連続的な順序づけのある活動と物を使ったサプルーティンが道具の発明には必須であり、それはヒトの系統発生的な歴史上明白であっただろうとシルヴァ・プルーナーとジェノヴァらは主張しているのです。あいにく、性差については報告されていないそうですが。

同じような文脈で、ダンスキーとシルヴァーマンは、物を使った遊びが子どもの連想のなめらかさ、つまり、よく使用する物の新しい使い方を考え出すことに与える効果を調べました。遊び条件の子どもに、実験物で10~15分間「遊ぶ」ように促しました。他の統制条件や観察学習条件に参加した子どもたちには、訓練の後に、実験物や新しい物の新しい使い方を考え出すよう求めたのです。それぞれの場合で、遊び条件の子どもは他の条件の子どもより、新しい使い方をより多く考え出したそうです。

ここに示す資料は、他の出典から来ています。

PR #5558, opened 2025-06-21
chore: sleep prevention optimization & cleanup

svobs:

---

**Description:**
* Rename `PlayerCore.playing` to `PlayerCore.nonIdle` to avoid confusion with playing/paused states
* Move `checkStatusForSleep` into `SleepPreventer.swift`, rename to `updateSleepPrevention` to better indicate that it will change state
* Simplify logic
* Add yet more comments

### DIFF
--- a/iina/MenuController.swift
+++ b/iina/MenuController.swift
@@ -743,7 +743,7 @@ class MenuController: NSObject, NSMenuDelegate {
   }
 
   private func updateOpenMenuItems() {
-    if PlayerCore.playing.count == 0 {
+    if PlayerCore.nonIdle.count == 0 {
       open.title = stringForOpen
       openAlternative.title = stringForOpen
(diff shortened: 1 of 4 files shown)


svobs:
Side note: seems like there should be a standard way to describe the type of update which re-evaluates the state then reapplies it. Here I changed it to `update*` but there is also `refreshSyncUITimer` which does the same kind of thing. I never much liked the word "refresh" (though I often use it), since it sounds to me like one of those kludgey Microsoft-isms. Maybe `reapply*`? Seems like the React people should have figured this out, but seems like (based on my limited familiarity with React) the closest equivalent there would be "reduce", which seems slightly misleading. Not the biggest deal really.

uiryuu (approved):

uiryuu:
Thanks!

PR #5562, opened 2025-06-25
Change Logger.log to take a closure for the message

low-batt:
This commit will:
- Change the type of the message parameter of `Logger.log` to be `() -> String`
- Add a `log` method to `Logger` that takes a message parameter of type `@autoclosure () -> String` and calls the existing `log `method
- Change the type of the message parameter of utility log methods supply the subsystem of the associated class to be `@autoclosure () -> String`

Passing the message as a closure instead of a string is useful when the message includes string interpolations as it allows the evaluation of the expressions and construction of the string to be delayed until it is known that the message will be written to the log file and not discarded due to logging either being disabled or configured to not emit messages at the required level.

---

**Description:**

### DIFF
--- a/iina/AppDelegate.swift
+++ b/iina/AppDelegate.swift
@@ -1307,7 +1307,7 @@ class RemoteCommandController {
 
   // MARK: - Private Functions
 
-  private func log(_ message: String, level: Logger.Level = .debug) {
+  private func log(_ message: @autoclosure () -> String, level: Logger.Level = .debug) {
     Logger.log(message, level: level, subsystem: Logger.Sub.nowPlaying)
   }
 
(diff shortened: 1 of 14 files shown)


svobs:
`@autoclosure`. Brilliant. 😅

uiryuu (approved):

low-batt:
I was looking for a way to do this and noticed this is how Apple handles this as seen in [assert](https://developer.apple.com/documentation/swift/assert(_:_:file:line:)) and other methods. Seemed so wasteful to prepare a complex log message with embedded dynamic information only to have that string discarded in the usual case where logging is not enabled. This seems like a good solution to that.

PR #5585, opened 2025-07-13
Fix buffering 100% UI appears when seeking, #5580

### LINKED ISSUE #5580: Buffering 100% UI appears when seeking HTTP streams even if fully cached
### IINA Version

1.4.0-beta1(build 152)

### Release Channel

Beta

### macOS Version

15.5

### Steps to Reproduce

1. Play a direct HTTP video link such as:
   - Local example: `http://192.168.2.4:8096/emby/videos/1193802/original.mp4?...&Static=true`
   - Public example（please test this）: `https://devstreaming-cdn.apple.com/videos/wwdc/2016/510ndmh9wkcvzneegv2/510/510_sd_validating_http_live_streams.mp4?dl=1`
2. Wait until the entire video is fully cached .
3. Seek to any part of the video or press left/right to fast-forward/backward.

### Expected Behavior

When the video is already fully cached — or when seeking within a part of the video that has already been buffered — the buffering UI should not appear.

The buffering UI should only appear if actual buffering is needed, and it should reflect the real progress (e.g. 20%, 75%), not just "100%".

Or provide a setting to disable this display.

### Actual Behavior

Even when the entire video is fully cached, the UI still shows a "Buffering 100%, 0B" message when seeking.

This also happens when seeking into uncached parts — it only shows 100%, which is misleading and not useful.
（This issue does **not occur** when playing the exact same video via a WebDAV mount added through Finder in the local network （I have not tested this via WebDAV over the internet.））

_No response_

### Logs

_No response_

### Sample Files

_No response_

every time

### Required Actions

### Optional Actions

low-batt:
This commit will:
- Add a new `Seeking…` throbber
- Change `MainWindowController.updateNetworkState` to distinguish between buffering and seeking and not display `cache-buffering-state` when seeking
- Change the formatting of `cacheUsed` to use the correct units
- Change `PlayerCore.syncUI` to use the correct type for `fw-bytes`
- Change `syncUI` to use `demuxer-cache-state/raw-input-rate`, which was obtained when getting the value of `fw-bytes`, instead of getting `cache-speed` from mpv

This corrects multiple problems:
- The percent buffered was being displayed when seeking, but that value is only valid when `paused-for-cache` is `true`
- The number of bytes buffered was being converted to an `Int`, but mpv returns an `Int64`, resulting in the value always being displayed as zero
- The number of bytes buffered was being formatted as if it was in KiB instead of a byte count

This commit corrects the defects reported in #5580, however it does provide the ability to suppress the throbber while seeking. That will be addressed in a separate PR.

- [x] This implements/fixes issue #5580.

---

**Description:**

### DIFF
--- a/iina/Base.lproj/Localizable.strings
+++ b/iina/Base.lproj/Localizable.strings
@@ -37,6 +37,7 @@
 // MainWindowController.swift
 "main.buffering_indicator" = "Buffering… %d%%";
 "main.opening_stream" = "Opening stream…";
+"main.seeking_indicator" = "Seeking…";
 "osc.precision" = "Precision";
 "osc.1s" = "1 second";
 "osc.100ms" = "100 milliseconds";
--- a/iina/MainWindowController.swift
+++ b/iina/MainWindowController.swift
@@ -2755,19 +2755,30 @@ class MainWindowController: PlayerWindowController {
     }
   }
 
+  /// Update the state of the throbber indicating buffering or seeking is occurring.
+  /// - Important: The mpv
+  ///     [cache-buffering-state](https://mpv.io/manual/stable/#command-interface-cache-buffering-state)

シルヴァたちの研究やダンスキーとシルヴァーマンの研究により、物を使って遊ぶ子どもは、その物を使って後に新しい問題を解決する可能性が高いことが示されました。このように、子どもは遊びを通して物について何か特定のことを学んだことにより、その物を後の状況で道具として用いる可能性が高まったと考えられます。もっと最近の研究ではグレドレインが、物を使った遊びをする傾向が強いことと、一般的に後の道具の使用との関連を調べたそうです。彼の研究では、3歳児が1人ずつ一連のおもちゃを使った自由遊びセッションに参加し、一部の子どもには物を使った遊び、たとえば、レゴ、木のプロックを組み合わせて家を作るリンカーンログをするよう促しました。別のセッションで子どもには、どれも遊びセッションでは見たことがない物が置かれたテープルの前に座り、そのうちの1つだけが、手の届かないおもちゃをうまく取り出すのに使うことができると言います。これは、先に述べたチェンとシーグラーが用いた手続きをもとにしています。グレドレインは、男児は女児よりも物を使った遊びをし、自発的に道具を使用しておもちゃを取り出す傾向が強かったことを報告し、男児の物を使った遊びをする経験の多さが、男児の方が道具使用課題の成績が高かった一因であると指摘しているそうです。チェンとシーグラーと同様、グレドレインは、道具使用課題の女児の成績は単純なヒントを与えられただけで男児のレベルにまで上昇したことを報告し、道具の使用における実際的な能力に性差はないことを示唆したそうです。むしろ主要な性差は、男児の方が物を使った遊びや、道具の使用に動機づけを持っていることにあり、物を使った遊びが多いことがおそらく物を潜在的な道具として見る傾向を強めているのであろうとビョークランドは考えています。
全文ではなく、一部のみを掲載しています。